(Collected data entries)
PR #146, opened 2022-05-16
Add CC2 zombie token

tooomm:
https://scryfall.com/card/cc2/9/snake-zombie?back
https://api.scryfall.com/cards/13e4832d-8530-4b85-b738-51d0c18f28ec


ebbit1q (approved):
not a bad token I guess

PR #131, opened 2022-02-05
CI: Check image links

tooomm:

PR #148, opened 2022-05-27
Fix all scryfall links

### LINKED ISSUE #92: Scryfall image link changes

tooomm:
Fixes #92

Please double check.


ebbit1q (approved):
seems to work, chance is one of these is somehow broken, you simply did a regex replace and not an api check right? but I'd reckon it's a really small chance and not worth combing through all 489 items here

* _About this task_
Please give all the entries above again, exactly as they stand.

* _Exercise output_
PR #146, opened 2022-05-16
Add CC2 zombie token

tooomm:
https://scryfall.com/card/cc2/9/snake-zombie?back
https://api.scryfall.com/cards/13e4832d-8530-4b85-b738-51d0c18f28ec


ebbit1q (approved):
not a bad token I guess

PR #131, opened 2022-02-05
CI: Check image links

tooomm:

PR #148, opened 2022-05-27
Fix all scryfall links

### LINKED ISSUE #92: Scryfall image link changes

tooomm:
Fixes #92

Please double check.


ebbit1q (approved):
seems to work, chance is one of these is somehow broken, you simply did a regex replace and not an api check right? but I'd reckon it's a really small chance and not worth combing through all 489 items here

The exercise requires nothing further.